Vi prego, aiutatemi, non rendete vano il lavoro di un'intera giornata  :Mr. Green:  , non rendete vana la fatica spesa per copiare a manina gli errori del kernel panic...   :Laughing: 

Ringrazio anticipatamente, sperando che la risposta non sia... "devi rifare tutto da capo"   :Shocked:  ...  :Shocked:  ...

Ciao!!!Last edited by Matte88 on Thu Sep 17, 2009 1:54 pm; edited 1 time in total

----------

## cloc3

se usi root=/dev/ram0 significa che fai il boot con l'uso di una immagine initramfs.
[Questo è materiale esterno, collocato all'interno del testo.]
Issue #12725, opened 2019-10-25
Browse deleted version in reviewer API


kumar303:
### Describe the problem and steps to reproduce it:

As a reviewer, use the review tools to follow a Code Manager link to a deleted version, e.g. one deleted by the developer.

Here is an example API request made by the Code Manager page:

```
https://addons.mozilla.org/api/v5/reviewers/addon/989342/versions/4887355/
```

### What happened?

The API returns a 404 and Code Manager cannot display anything.

### What did you expect to happen?

The API should not return a 404 so that Code Manager can display the deleted version.

### Anything else we should know?

The old File Viewer displays deleted versions.

See https://github.com/mozilla/addons-code-manager/issues/1159

bobsilverberg:
@EnTeQuAk Should this be fixed now?

EnTeQuAk:
I investigated this and code-wise everything does look fine and with proper permissions (Admin permissions `*:*`) you'll see deleted versions just fine.

Unfortunately I can't access the review mentioned in the original issue in https://github.com/mozilla/addons-code-manager/issues/1159 - maybe @wagnerand can help making sure I'm not missing something here?

wagnerand:
I can view the deleted file in the code-manager as well. Closing.

AlexandraMoga:
@wagnerand you can see the page with an admin user, but can you access it with a regular reviewer? My understanding of the issue is that regular reviewers should also have view access to deleted files in code manager.
See also https://github.com/mozilla/addons-code-manager/issues/1162#issuecomment-589132568 for more details.

wagnerand:
Reopening because of https://github.com/mozilla/addons-code-manager/issues/1162#issuecomment-589132568 until we know whether this is a permission/server issue, or a code-manager issue.

bobsilverberg:
@wagnerand I'm not seeing an answer here to the question of whether a non-admin should be able to see a deleted version. Should they be able to see one? If so then it sounds like there's still an issue here. @EnTeQuAk are you able to test with a non-admin account?

wagnerand:
@bsmedberg Users that have the permission `Addons:ViewDeleted` should be able to view deleted files, and that worked for me on prod. @AlexandraMoga is currently re-testing on her side to see if she can confirm.

AlexandraMoga:
[...]

PR #13398, opened 2020-02-03
Add test to verify comparing with deleted version works.

### LINKED ISSUE #12726: View a comparison for a deleted version in the reviewer API

As a reviewer, use the review tools to craft a Code Manager comparison link between a non-deleted version and a deleted version. You would have to edit the URL to craft this URL but a UI for this will be forthcoming.

Given this crafted URL: https://code.addons.mozilla.org/en-US/compare/989342/versions/3431730...3432145/

...here is the API request made by Code Manager:

```
https://addons.mozilla.org/api/v5/reviewers/addon/989342/versions/3431730/compare_to/3432145/?lang=en-US
```

### What happened?

The API returns a 404 and Code Manager cannot display anything.

The API should not return a 404 so that Code Manager can display the comparison.

The old File Viewer would display a comparison like this.

See https://github.com/mozilla/addons-code-manager/issues/1159

EnTeQuAk:
Fixes #12726

The issue from #12726 is kinda a "worksforme" - you need the `Addons:ViewDeleted` permission to do such comparisons.

Maybe that'll make #12725 clearer too but I'll add another test to verify it's working as expected too.

pinging @bobsilverberg and @wagnerand to make sure that's the expected behavior and works for everyone.

### DIFF
--- a/src/olympia/reviewers/tests/test_views.py
+++ b/src/olympia/reviewers/tests/test_views.py
@@ -6872,6 +6872,9 @@ class TestReviewAddonVersionCompareViewSet(
 
         user = UserProfile.objects.create(username='reviewer')
         self.grant_permission(user, 'Addons:Review')
+
+        # A reviewer needs the `Addons:ViewDeleted` permission to view and
+        # compare deleted versions
         self.grant_permission(user, 'Addons:ViewDeleted')
 
         self.client.login_api(user)
--- a/src/olympia/reviewers/tests/test_views.py
+++ b/src/olympia/reviewers/tests/test_views.py
@@ -6800,7 +6800,7 @@ class TestReviewAddonVersionCompareViewSet(
             }
         ]
 
-    def test_get_deleted_file(self):
+    def test_compare_with_deleted_file(self):
         new_version = version_factory(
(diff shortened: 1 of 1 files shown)


EnTeQuAk:
Thanks @wagnerand, I investigated further and in that specific add-on, the versions in the original report simply don't exist anymore (they seem to be hard-deleted).

Testing this further, in this specific addon…

Screenshot_2020-02-03 New Query

And running a compare between these two versions…

https://code.addons.mozilla.org/en-US/compare/989342/versions/4894835...4894865/

works perfectly with the correct permissions.

Am I missing something?

wagnerand:
@EnTeQuAk I'm not sure I can confirm that. The file seems soft-deleted. I can still download it from the reviewer tools and the old file viewer displays the file just fine.

EnTeQuAk:
So, thanks to @wagnerand we figured out that the ids used in the reported URL are the file-ids, not the version ids.

https://www.irccloud.com/pastebin/dvLkS99V/

That's the reason why we were seeing a 404.

bobsilverberg:
Thanks for taking care of this @EnTeQuAk and @wagnerand!

PR #13403, opened 2020-02-03
Return 404 if there is no file validation

### LINKED ISSUE #13374: File validation returns 500 for versions
https://addons-dev.allizom.org/en-US/developers/addon/webmail-ad-blocker/file/237880/validation.json

### What happened?
It returns 500

No errors. (Or 404 when url is incorrect)

I found it when visiting https://code.addons-dev.allizom.org/en-US/compare/7560/versions/124625...1508403/. It looks like it depends on the versions I chose. I am not sure why some versions have this problems, while others work well.

mirefly:
Fixes #13374

### DIFF
--- a/src/olympia/devhub/fixtures/devhub/addon-validation-1.json
+++ b/src/olympia/devhub/fixtures/devhub/addon-validation-1.json
@@ -159,6 +159,22 @@
         }
     },
     {
+        "pk": 100400,
+        "model": "files.file",
+        "fields": {
+            "status": 1,
+            "is_restart_required": true,
+            "hash": "sha256:a300e3943309aee1e1ee47f569f9be36276791b3e66596be4c9cc4ee238b01b6",
+            "created": "2010-12-17 13:04:57",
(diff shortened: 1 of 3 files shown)


diox:
@mirefly do you know how the code manager copes with that 404 ? I've spent some time looking deeper into this, and the non-json equivalent of this view, `file_validation()`, handles the error gracefully without a 404, simply not showing any validation data (it uses `file_.has_been_validated` property, which does the `try`/`except` you included). So I'm wondering if maybe we should return something anyway ? Or maybe just return the 404 in json to help code manager ?

mirefly:
Code manager will show an error message as follows when the HTTP status code is not [ok](https://developer.mozilla.org/en-US/docs/Web/API/Response/ok).

> So I'm wondering if maybe we should return something anyway ? Or maybe just return the 404 in json to help code manager ?

Do you mean to include JSON data in 404 response body? The Code manager would not try to get response body when the status code is not ok (200-299), so I guess we do not need to return JSON response body(?) @diox 

image

PR #13407, opened 2020-02-04
Don't allow modifications of a Scanner Query Rule if it's not NEW

### LINKED ISSUE #13271: Don't allow editing scanner query rules once they have been triggered once
In code search admin, once a query rule status is no longer in `New` state, we shouldn't allow admins to edit them, except to abort a `Running` query.

diox:
Fixes #13271

### DIFF
--- a/src/olympia/scanners/admin.py
+++ b/src/olympia/scanners/admin.py
@@ -543,6 +543,11 @@ class ScannerQueryRuleAdmin(AbstractScannerRuleAdminMixin, admin.ModelAdmin):
         'created', 'modified', 'matched_results_link', 'state_with_actions',
     )
 
+    def has_change_permission(self, request, obj=None):
+        if obj and obj.state != NEW:
+            return False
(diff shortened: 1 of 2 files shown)


src/olympia/scanners/admin.py
```diff
@@ -543,6 +543,11 @@ class ScannerQueryRuleAdmin(AbstractScannerRuleAdminMixin, admin.ModelAdmin):
         'created', 'modified', 'matched_results_link', 'state_with_actions',
     )
 
+    def has_change_permission(self, request, obj=None):
+        if obj and obj.state != NEW:
```
eviljeff: I know it's not introduced in this patch, but imo these state constants are too generically named and should be either be prefixed e.g. `SCANNER_STATE_NEW` or at least namespaced. e.g. `from olympia.constants import scanners`

diox: filed https://github.com/mozilla/addons-server/issues/13411

PR #13417, opened 2020-02-05
add export_blocklist command that generates a filtercascade blob

### LINKED ISSUE #13408: Test DB generation and diffing
In order to support a CRLite DB for an add-ons blocklist we need to test generating it from AMO's block data.

* [x] Test [filter-cascade](https://github.com/mozilla/filter-cascade) for blocklist db generation
* [x] Test creating diffs

## Questions to answer

- What size is the DB output?
- What sSize are the diffs?
- How quickly is the main db generated?
- How quickly are diffs generated?

eviljeff:
fixes #13408 - will probably need refactoring to be useful.


src/olympia/blocklist/management/commands/export_blocklist.py
```diff
@@ -49,50 +50,65 @@ def add_arguments(self, parser):
...
     def get_all_guids(self):
-        return Version.unfiltered.values_list('addon__guid', 'version')
+        return File.objects.values_list(
+            'version__addon__guid', 'version__version', 'cert_serial_num')
 
     def load_json(self, json_path):
+        def tuplify(record):
+            return tuple(
+                record if len(record) == 3 else
+                record + [str(random.randint(100000, 999999))])
```
diox: I wouldn't do this. We can regenerate the dummy data we already have to include fake cert ids separately if needed, I don't think it should live in this command.

eviljeff: fair enough - it was easier when I was developing it.

eviljeff: https://github.com/mozilla/addons-server/pull/13417/commits/7b839ac67fb487e0b95aa040ae52374dc4099b16

PR #13423, opened 2020-02-06
Optimize number of queries made by draft comment API

### LINKED ISSUE #12779: Get comments API is slow, even when cached

* Browse a version in Code Manager like https://code.addons-dev.allizom.org/en-US/browse/616959/versions/1688394/
* Enter 10 or more comments
* Open the Network panel
* Reload the page
* The app makes a GET request to load the saved comments. See https://addons-server.readthedocs.io/en/latest/topics/api/reviewers.html#get--api-v4-reviewers-addon-(int-addon_id)-versions-(int-version_id)-draft_comments-

### What happened?

The GET request is pretty slow. It's about 1 second for 10 comments and 2 seconds for 25 comments.

It should be faster 🚀 

Curiously, the response is still slow when it's cached using an etag. Maybe this is a server bug? If you think the frontend is doing something wrong for cached requests, please file an issue.

Here are some screenshots showing me loading 26 comments, with and without cache. In the cached response, the server did respond with a 304 status.

<details>
<summary>Screenshots</summary>

Screenshot 2019-10-31 15 02 24
Screenshot 2019-10-31 15 02 50

</details>

diox:
Fixes #12779

### DIFF
--- a/src/olympia/reviewers/tests/test_views.py
+++ b/src/olympia/reviewers/tests/test_views.py
@@ -6243,6 +6243,37 @@ class TestDraftCommentViewSet(TestCase):
                 cls=amo.utils.AMOJSONEncoder))
         }
 
+    def test_list_queries(self):
+        user = user_factory(username='reviewer')
+        self.grant_permission(user, 'Addons:Review')
+        self.client.login_api(user)
+        DraftComment.objects.create(
+            version=self.version, comment='test1', user=user,
+            lineno=0, filename='manifest.json')
+        DraftComment.objects.create(
+            version=self.version, comment='test2', user=user,
+            lineno=1, filename='manifest.json')
+        DraftComment.objects.create(
+            version=self.version, comment='test3', user=user,
+            lineno=2, filename='manifest.json')
+        url = reverse_ns('reviewers-versions-draft-comment-list', kwargs={
+            'addon_pk': self.addon.pk,
+            'version_pk': self.version.pk
+        })
+        with self.assertNumQueries(15):
+            # - 2 savepoints because of tests
+            # - 2 user and groups
+            # - 2 addon and translations
+            # - 2 version and translations
+            # - 1 applications versions
+            # - 2 licenses and translations
+            # - 1 files
+            # - 1 file validation
+            # - 1 count
+            # - 1 drafts
+            response = self.client.get(url, {'lang': 'en-US'})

togli il parametro real_root e metti root=/dev/sda9.

----------

## .:chrome:.

 *cloc3 wrote:*   

> se usi root=/dev/ram0 significa che fai il boot con l'uso di una immagine initramfs.
> 
> togli il parametro real_root e metti root=/dev/sda9.

 

in quel caso devi togliere anche la direttiva init=/linuxrc

prova. se così funziona significa che il problema sta nell'initramfs

altrimenti hai commesso qualche errore nella compilazione del kernel

a me personalmente fa storcere il naso è la direttiva real_root, per la quale solo in rari casi c'è effettivamente l'esigenza di usare l'UUID.

se il primo tentativo dovesse andare a buon fine, io ripristinerei grub.conf così come l'hai postato facendo l'unica modifica di porre real_root=/dev/sda9

----------

## ago

dato che stai installando gentoo sulla stessa macchina sulla quale hai sabayon e dato che leggo che con sabayon usavi genkernel.. _forse_ ti poteva essere utile smanettare un po con il kernel su sabayon e poi magari copiare il .config e fare qualche modifica (se necessario)   :Smile: 

----------

## Matte88

Come hai fatto a capire che in Sabayon uso genkernel???   :Shocked: 

Comunque non ho mai modificato il kernel di Sabayon e non ho nemmeno mai usato genkernel...

Il kernel di gentoo l'ho compilato a mano, così almeno imparo qualcosina   :Razz: 

Comunque per compilare il kernel mi sono "fatto aiutare" dal wiki di Gentoo dove c'erano i settaggi per il processore (ho un Intel Centrino Duo Core 2 Duo T7300), la scheda grafica (ho una nVidia GeForce 8600M GT) e la sheda wireless (ho una Intel 3945ABG).

Comunque sono riuscito a risolvere grazie alla preziosa indicazione di cloc3 e, rispondendo a .:chrome:., la direttiva init=/linuxrc era già tolta di default dato che ho visto che c'era un # davanti ed ho lasciato così.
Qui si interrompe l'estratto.